# UK Bank Account on US Tax Return



## AJL

I'm currently going through my us tax return using Turbo Tax and have got to the point where I need to record the interest from my UK bank accounts at Lloyds TSB.

I've looked at my UK bank statments for my 3 accounts, worked out their max values, and totalled up the Net Interest for the year. However I believe I need to enter the Gross Amount, and find out the tax paid on that (which would obvously be the difference).

Before I phone Lloyds up is there a particular form I can request from them that will save me from explaining everything, i.e. can you send me a form xyz for 2011. Something like the 1099-INT you get from US banks.

With the way rates are the tax paid is probably only about $20 worth, but seeing as I have to report my accounts on several diferent forms I want to get it right 

Thanks in advance!


----------



## Bevdeforges

Not really - the problem is that the UK tax year runs from April 6th, whereas the US tax year is the calendar year. 

For US taxes, you report the gross amount paid.
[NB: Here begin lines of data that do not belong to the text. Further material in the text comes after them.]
PR #49538, opened 2018-09-06
Fix for SUSE Expanded Support detection

brejoc:
### What does this PR do?

A SUSE ES installation has both, the `centos-release` and `redhat-release`
file. Since `os_data()` only used the `centos-release` file to detect a
CentOS installation, this lead to SUSE ES being detected as CentOS.

This change also adds a check for `redhat-release` and then marks the
`lsb_distrib_id` as RedHat.

### Previous Behavior

```
$ salt-call --local grains.get os
local:
    CentOS
```

### New Behavior

```
$ salt-call --local grains.get os
local:
    RedHat
```

### Tests written?

No

### Commits signed with GPG?

Yes

### DIFF
--- a/salt/grains/core.py
+++ b/salt/grains/core.py
@@ -1769,8 +1769,16 @@ def os_data():
                                     comps[3].replace('(', '').replace(')', '')
                 elif os.path.isfile('/etc/centos-release'):
                     log.trace('Parsing distrib info from /etc/centos-release')
-                    # CentOS Linux
-                    grains['lsb_distrib_id'] = 'CentOS'
+                    # Maybe CentOS Linux; could also be SUSE Expanded Support.
+                    # SUSE ES has both, centos-release and redhat-release.
+                    if os.path.isfile('/etc/redhat-release'):
+                        with salt.utils.files.fopen('/etc/redhat-release') as ifile:
+                            for line in ifile:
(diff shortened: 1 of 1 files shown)


salt/grains/core.py
```diff
@@ -1769,8 +1769,16 @@ def os_data():
                                     comps[3].replace('(', '').replace(')', '')
                 elif os.path.isfile('/etc/centos-release'):
                     log.trace('Parsing distrib info from /etc/centos-release')
-                    # CentOS Linux
-                    grains['lsb_distrib_id'] = 'CentOS'
+                    # Maybe CentOS Linux; could also be SUSE Expanded Support.
+                    # SUSE ES has both, centos-release and redhat-release.
+                    if os.path.isfile('/etc/redhat-release'):
+                        with salt.utils.fopen('/etc/redhat-release') as ifile:
```
terminalmage: This should be `salt.utils.files.fopen()` in develop now.

terminalmage (changes requested):

salt/grains/core.py
brejoc: Thanks for catching this. Fixed it and squashed the commits.

terminalmage (approved):

PR #48344, opened 2018-06-27
allow using proxy minion from cli

gtmanfred:
### What does this PR do?
This allows using proxy minions from the minion box, for troubleshooting, and also not needing a master.

```
[root@salt salt]# tail -c +0 /etc/salt/proxy /srv/pillar/*
==> /etc/salt/proxy <==
master: localhost

==> /srv/pillar/proxy.sls <==
proxy:
  proxytype: docker
  name: {{grains.id}}

==> /srv/pillar/top.sls <==
base:
  '*':
    - proxy
[root@salt salt]# salt-call --local grains.get virtual_subtype
local:
[root@salt salt]# docker ps
CONTAINER ID        IMAGE               COMMAND                  CREATED             STATUS              PORTS               NAMES
f0b4c86881cb        centos              "/usr/lib/systemd/sy…"   3 hours ago         Up 3 hours                              quirky_edison
[root@salt salt]# salt-call --local grains.get virtual_subtype --proxyid quirky_edison
local:
    Docker
```

### Tests written?

Not Yet

### Commits signed with GPG?

Yes

PR #49552, opened 2018-09-06
Remove redundant execution in salt-call

terminalmage:
Pull #48344 added logic to salt-call which runs the desired function using all
of the executors, or just the direct_call one if none are configured.

However, the previous code which ran the function was not removed, which
results in the function being run twice.

This removes the (now) redundant function call.

### DIFF
--- a/salt/cli/caller.py
+++ b/salt/cli/caller.py
@@ -223,7 +223,6 @@ class BaseCaller(object):
             if isinstance(executors, six.string_types):
                 executors = [executors]
             try:
-                ret['return'] = func(*args, **kwargs)
                 for name in executors:
                     fname = '{0}.execute'.format(name)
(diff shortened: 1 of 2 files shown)


gtmanfred (approved):

DmitryKuzmenko (approved):
:+1:

isbm (approved):

terminalmage:
Before this is merged, I will add an integration test. This seems like something important :smile:

terminalmage:
There was already a test that would have protected us from this regression but it was skipped for a long time now for reasons that are likely no longer valid. So I have removed the skip and rewritten the test to be a bit more robust.

rallytime:
@terminalmage Can you fix the lint errors?

rallytime (approved):

PR #49568, opened 2018-09-07
Skip reverse patch integration tests for version <2.6.1

Ch3LL:
### What does this PR do?
I found an issue in patch version < 2.6.1 and on macosx it has 2.5.9 installed. When attempting to use a reject file it ruins the header of the patch file from this:

```
diff -ur a/foo/bar/math.txt b/foo/bar/math.txt
--- a/foo/bar/math.txt  2018-04-09 18:43:52.883205365 -0500
+++ b/foo/bar/math.txt  2018-04-09 18:44:58.525061654 -0500
@@ -1,3 +1,3 @@
-Five plus five is ten
+5 + 5 = 10
```

to this:

```
********************************
********************************
@@ -1,3 +1,3 @@
-Five plus five is ten
+5 + 5 = 10
```

this is causing these tests:

```
integration.states.test_file.PatchTest.test_patch_directory
integration.states.test_file.PatchTest.test_patch_directory_remote_source
integration.states.test_file.PatchTest.test_patch_directory_remote_source_template
integration.states.test_file.PatchTest.test_patch_directory_template
integration.states.test_file.PatchTest.test_patch_strip_parsing
```

to fail on macosx, because it can't read the reject file correctly.

I noticed this was fixed in >=2.6.1 patch versions.

### DIFF
--- a/tests/integration/states/test_file.py
+++ b/tests/integration/states/test_file.py
@@ -42,6 +42,7 @@ import salt.utils.json
 import salt.utils.path
 import salt.utils.platform
 import salt.utils.stringutils
+from salt.utils.versions import LooseVersion as _LooseVersion
 
 HAS_PWD = True
 try:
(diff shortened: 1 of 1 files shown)


rallytime (approved):

cachedout:
We're certain this isn't an actual bug though, right?

Ch3LL:
@cachedout i ran the patch command outside of salt and it destroyed the header. I tried this on both linux and mac on patch versions <2.6 I glanced at patch's bug log and could not find a particular issue that was opened. Once i upgraded patch >=2.6.1 it did not destroy the header anymore, so i'm certain this is a patch issue and not a salt issue.

PR #49585, opened 2018-09-09
Squelch log message RE: server ID

terminalmage:
INFO is way too verbose since it this gets logged _every_ time the grains are compiled.


cachedout (approved):

cachedout:
cc: @isbm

If you actually paid any UK taxes on the interest during calendar 2011, you can include them on form 1116 as a tax credit. Remember that individuals are on a cash basis for US taxes, so have to go by the dates the taxes were actually paid. 

Sorry, but I don't know how the UK assesses tax against bank accounts. I know my UK accounts don't seem to have any tax on the interest taken out of the interest paid (at the paltry rates of interest lately, there's not much to take anyhow!). I just report the interest paid from January through December as accumulated from my bank statements and stick that on the tax return. (Easiest to report it on Schedule B, even if you don't have enough to have to file Schedule B, since the check box for reporting the foreign bank accounts and their balances is on the bottom of schedule B. Nice way to show them you're reporting everything.)
Cheers,
Bev


----------



## AJL

Tell me about it, why can't the tax years be the same! 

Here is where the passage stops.